╭─ Exercise material
PR #969, opened 2019-02-26
Add typescript test and update typescript definition

cmidt-veasna:
Update typescript definition to include SVG Attribute and add typescript test. The typescript test has two phrase, first the compilation of typescript into javascript and second **webpack** will bundle all javascript and perform a test. To perform this step run the command `npm test:types` or `yarn test:types`.


svg.js.d.ts
```diff
@@ -1078,6 +1139,7 @@ declare module "@svgdotjs/svg.js" {
     class Svg extends Container {
         constructor(svgElement?: SVGSVGElement);
         constructor(id: string);
+        constructor(domElement: HTMLElement);
```
Fuzzyma: This one is not true. The `<svg>` constructor can only take a node or an attributes array. Dont mix this up with the `SVG()` method which can take all these.

cmidt-veasna: @Fuzzyma Yep, you're right the constructor should different from SVG().

cmidt-veasna:
@Fuzzyma I agree, replicated ALL test cases does not seem to be a good practice however I can't figure out the better way than this way. The purpose of this test is to make sure that typescript definition file is well defined and align with Javascript implementation (Maybe not require all to be aligned). The typescript is just a compiler and output a javascript so it seem impossible to incorporate with existing javascript test. On the other hand, the typescript test required 2 step, first, we need to ensure compiler does not raise any error against `.d.ts` file and second the output of the javascript should work as expected (Same way as javascript test). So this is reason why I replicate all the test and I can't figure out how to incorporate the output result with existing javascript test. **_ To be fair, I don't think a library that contain only typescript definition (`.d.ts` file) is required to have typescript test_**, it's nice to have but we have to endure this issue.

I attempted to update the definition file since 3.x is out by looking into Change Log, Document and finally when deep into Javascript source code as I don't feel typescript definition is aligned with Javascript API. With all of these step, I still not sure if the output result of typescript is work the same as we wrote in javascript.

@Fuzzyma as for question:
> Would it be possible, to have esm imports and get rid of all old test cases without basically screwing up the tests while making typescript tests possible?
I think that probably possible, however the typescript test and definition file might need to be updated.
> if it is possible to use rollup for typescript bundling
I'm not really sure but it should be possible. I just need to take sometime to try it.

@Fuzzyma with latest update of the definition file, it seem that the definition is close to javascript API. I think the test is not really needed right now and we should wait until you finish the test in es6 and perhaps we might find better solution to incorporate the typescript with existing test.

cmidt-veasna:
@Fuzzyma I will close this pull request for now. Will wait for a update to the existing javascript test.

Fuzzyma:
Sorry for not answering. I didn't do it directly and forgot about it (as always). I wanted to ask you if you could make a PR for the fixes in the d.ts file only.
We could then move your typescript tests into another branch where it can sit for a while until we decide what to do with it (so it doesn't get lost).

Would that be OK?

cmidt-veasna:
@Fuzzyma sure, I will push the update tonight.

Fuzzyma:
@cmidt-veasna I came back to this PR because the first time now I am using typescript for a project and I wanted to find out which amazing person created this super huge d.ts file for svg.js.
**This is amazing! Just wanted to thank you again for that.**
The only problem I have is, that I dont even understand half of the magic going on there :D. But I find more and more small mistakes here and there which I am hopefully able to fix myself :).
I also found a few more broader ones. Actually I am finding them right now because I am looking at the code while writing this :D. E.g. the `parent()` method also accepts query selectors and `putIn` accepts not only container elements but others too (because all shapes can have a title, desc and metadata element as child and animation elements, too even though we dont support it).

After using typescript I feel like having tests in typescript could actually make the libraray more stable in general. However, our tests are not up to date at this point anyway (it is SO much work and my motivation for that is kinda limited).

The text went longer than I expected. Actually I only wanted to thank you but I went full mode again - sorry :D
╰─
What to do:
Reproduce the records above with every character intact.

Written solution:
PR #969, opened 2019-02-26
Add typescript test and update typescript definition

cmidt-veasna:
Update typescript definition to include SVG Attribute and add typescript test. The typescript test has two phrase, first the compilation of typescript into javascript and second **webpack** will bundle all javascript and perform a test. To perform this step run the command `npm test:types` or `yarn test:types`.


svg.js.d.ts
```diff
@@ -1078,6 +1139,7 @@ declare module "@svgdotjs/svg.js" {
     class Svg extends Container {
         constructor(svgElement?: SVGSVGElement);
         constructor(id: string);
+        constructor(domElement: HTMLElement);
```
Fuzzyma: This one is not true. The `<svg>` constructor can only take a node or an attributes array. Dont mix this up with the `SVG()` method which can take all these.

cmidt-veasna: @Fuzzyma Yep, you're right the constructor should different from SVG().

cmidt-veasna:
@Fuzzyma I agree, replicated ALL test cases does not seem to be a good practice however I can't figure out the better way than this way. The purpose of this test is to make sure that typescript definition file is well defined and align with Javascript implementation (Maybe not require all to be aligned). The typescript is just a compiler and output a javascript so it seem impossible to incorporate with existing javascript test. On the other hand, the typescript test required 2 step, first, we need to ensure compiler does not raise any error against `.d.ts` file and second the output of the javascript should work as expected (Same way as javascript test). So this is reason why I replicate all the test and I can't figure out how to incorporate the output result with existing javascript test. **_ To be fair, I don't think a library that contain only typescript definition (`.d.ts` file) is required to have typescript test_**, it's nice to have but we have to endure this issue.

I attempted to update the definition file since 3.x is out by looking into Change Log, Document and finally when deep into Javascript source code as I don't feel typescript definition is aligned with Javascript API. With all of these step, I still not sure if the output result of typescript is work the same as we wrote in javascript.

@Fuzzyma as for question:
> Would it be possible, to have esm imports and get rid of all old test cases without basically screwing up the tests while making typescript tests possible?
I think that probably possible, however the typescript test and definition file might need to be updated.
> if it is possible to use rollup for typescript bundling
I'm not really sure but it should be possible. I just need to take sometime to try it.

@Fuzzyma with latest update of the definition file, it seem that the definition is close to javascript API. I think the test is not really needed right now and we should wait until you finish the test in es6 and perhaps we might find better solution to incorporate the typescript with existing test.

cmidt-veasna:
@Fuzzyma I will close this pull request for now. Will wait for a update to the existing javascript test.

Fuzzyma:
Sorry for not answering. I didn't do it directly and forgot about it (as always). I wanted to ask you if you could make a PR for the fixes in the d.ts file only.
We could then move your typescript tests into another branch where it can sit for a while until we decide what to do with it (so it doesn't get lost).

Would that be OK?

cmidt-veasna:
@Fuzzyma sure, I will push the update tonight.

Fuzzyma:
@cmidt-veasna I came back to this PR because the first time now I am using typescript for a project and I wanted to find out which amazing person created this super huge d.ts file for svg.js.
**This is amazing! Just wanted to thank you again for that.**
The only problem I have is, that I dont even understand half of the magic going on there :D. But I find more and more small mistakes here and there which I am hopefully able to fix myself :).
I also found a few more broader ones. Actually I am finding them right now because I am looking at the code while writing this :D. E.g. the `parent()` method also accepts query selectors and `putIn` accepts not only container elements but others too (because all shapes can have a title, desc and metadata element as child and animation elements, too even though we dont support it).

After using typescript I feel like having tests in typescript could actually make the libraray more stable in general. However, our tests are not up to date at this point anyway (it is SO much work and my motivation for that is kinda limited).

The text went longer than I expected. Actually I only wanted to thank you but I went full mode again - sorry :D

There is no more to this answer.